As the islands were still under constant threat from Arab Muslim pirates, latterly the Ottoman Turks, the Genoese secured the production by fortifying the mastic-producing villages, and bringing the population in from the countryside. The villages were already a confusing warren of single-story houses, with few windows, but the Genoese created an outer wall comprising two-story, terraced, houses with no openings on the outer wall. They constructed a large central tower, as a place of final refuge, and corner towers for surveillance and communication.

There are a dozen or so of these mastic villages – or Masrichachoria – on the south of Chios. Missy Bear visited Pyrgi, Olympoi and Mesta, staying overnight in the latter, in a small, one-room space with one small window, in one of the corner towers. Charming, if you like 14th century comfort.
I have a pretty good sense of direction, but I have been thoroughly confused twice: once in the souk of Marrakesh; and the second, yesterday, in the narrow, often dead-end streets of Olympoi.
The buildings are constructed from rough, local, limestone rubble, with worked stone for door and window surrounds. Some of the limestone has an orangey-red hue, due to its high iron content, and reminds me of the ironstone in the north Cotswolds.

Some walls (on higher-status buildings, I assume) are rendered with layers of different-coloured render – normally a white layer over a darker layer. Whilst the latest coat is still not set, it is scraped off in geometric patterns to reveal the darker layer below. Locally this style is called ‘xysta’, but it is believed that this process was imported by the Genoese, who knew it as ‘Sgraffito’ in Renaissance Italy.
The Genoese influence came finally under the control of a private stock company called Maona, which controlled all trade in all the islands products in exchange for protection from pirates. But the Greeks/Genoese could not keep the Ottomans at bay for ever. Many wealthy Greeks fled Constantinople, and some settled in Chios. They mixed with the Genoese families, eventually living in fine, stone villas within walled estates, at Kampos, just inland from the main town and port of Chios.
Constantinople fell in 1453, and Chios held out for just thirteen more years. The Ottoman Sultans prized mastic gum, partly as their concubines were made to chew it to freshen their breath. The Ottomans left the Greeks and Genoese on Chios largely untroubled, provided they supplied a third of the mastic supply in lieu of a monetary tax. The locals must have been relieved, but equally annoyed.

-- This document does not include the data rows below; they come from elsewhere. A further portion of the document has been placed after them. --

PR #11441, opened 2026-08-04
proof(#11351): forward construction of rlp_list_nth_item's Success

dhsorens:
**Stacked on #11434** (base branch is `proof-11351-header-number`, so the diff shows only this layer). #11434 built the per-item forward bridge; this composes it up to `Success` — the predicate that `rlp_field_to_u64`'s already-`.proven` triple consumes.

`Success` / `StrictListPayload` / `StrictNthItem` had **no constructor driven by a model-side decode**; every existing lemma consumed one. That is the shared prerequisite behind #11351, #11345 and #11346.

## Core side (`Rv64/RLP/ItemDecodeForward.lean`)

| lemma | role |
|---|---|
| `sub_base_of_base_add` | recovers an offset from its cursor — the form `StrictNthItem.succ` needs to re-enter the chain at `(next - base).toNat` |
| `decodeAux_bytes_advance` | each byte-string decode strictly advances |
| `DecodeChain.le_of_bytes` | a chain never runs past its own end offset |

⚠️ **One design point worth a reviewer's eye.** There is no general *"the `decodeAux` residue is a proper suffix"* lemma anywhere in the tree, so `decodeAux_bytes_advance` re-runs the prefix case split — but only to read the offset off, none of the `rlpItemDecode` construction is repeated. It deliberately requires `off' ≤ bytes.length` **alone**, not the window bound `off' ≤ endOff` that the main dispatcher takes. That is not an oversight: the window bound is precisely what the chain induction is trying to establish, so assuming it here would be circular. If a general suffix lemma is wanted instead, say so and I will add it to `EL/RLP/Properties.lean` and collapse this one.

## Codegen side (`Codegen/Programs/RlpListNthItemForward.lean`, new)

- `strictNthItem_of_chain` — induction on the index, generalising the item list and start offset: the head decode supplies one `rlpItemDecode`, the tail supplies the rest of the chain.
- `strictListPayload_long_forward` / `strictListPayload_short_forward` — the outer header. A block header is ~500 B, so the **long** form (`0xF9`, two length bytes) is what #11351 needs; the short form comes free and is what keeps the non-vacuity check small.
- `success_forward` — assembles all three.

Another crop that the Genoese introduced to Chios, and profited from trading was citrus fruit; particularly the Mandarin orange. The walled-estates of the wealthy families provided a perfect, sheltered microclimate for these trees. Citrus trees had been brought westwards from south-east Asia by the Arabs, into North Africa and then Spain and Sicily. The Genoese then brought them from Sicily to Chios.
One of the old estates has recently been converted into a small, but fascinating museum (Perivoli). I am I still pore over a pre-Napoleonic map of Europe I saw there, showing Chios's main trading destinations for these fruits. The destinations were selected largely because the old Greek/Genoese family members – part of the diaspora - were established there after fleeing Ottoman rule.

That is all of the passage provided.